Extracted data:
=== Begin Enclosure ===

PR #407, opened 2019-10-21
Stricter logic sig check

stechu:
## Summary

This PR contains two security fixes (Thanks @justicz!) .

* Although the size of logic sig is checked, but the way we calculate the size didn't capture the case that a malicious user putting a large number of args of empty byte array (In such case, each arg will be counted 0, but there are still bytes needed to encode them on the wire). This could cause DoS attacks. This PR implements a check that limits the number of args to logic sig to be at most 255.

* Add a check that rejects logicSig eval if the protocol version is earlier.

## Test Plan

Added unit tests in `eval_test.go` for these two cases.

### DIFF
--- a/data/transactions/logic/eval.go
+++ b/data/transactions/logic/eval.go
@@ -198,7 +198,7 @@ func Eval(program []byte, params EvalParams) (pass bool, err error) {
 		err = errLogicSignNotSupported
 		return
 	}
-	if len(params.Txn.Lsig.Args) > EvalMaxArgs {
+	if params.Txn.Lsig.Args != nil && len(params.Txn.Lsig.Args) > EvalMaxArgs {
 		err = errTooManyArgs
 		return
 	}
@@ -232,7 +232,7 @@ func Eval(program []byte, params EvalParams) (pass bool, err error) {
 		if cx.stepCount > len(cx.program) {
 			return false, errLoopDetected
 		}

=== End Enclosure ===

What needs to be done: Print, exactly as given, the lines from the one with "-232,7 +232,7 @@" through the last line of the material above, and no others.

Response:
@@ -232,7 +232,7 @@ func Eval(program []byte, params EvalParams) (pass bool, err error) {
 		if cx.stepCount > len(cx.program) {
 			return false, errLoopDetected
 		}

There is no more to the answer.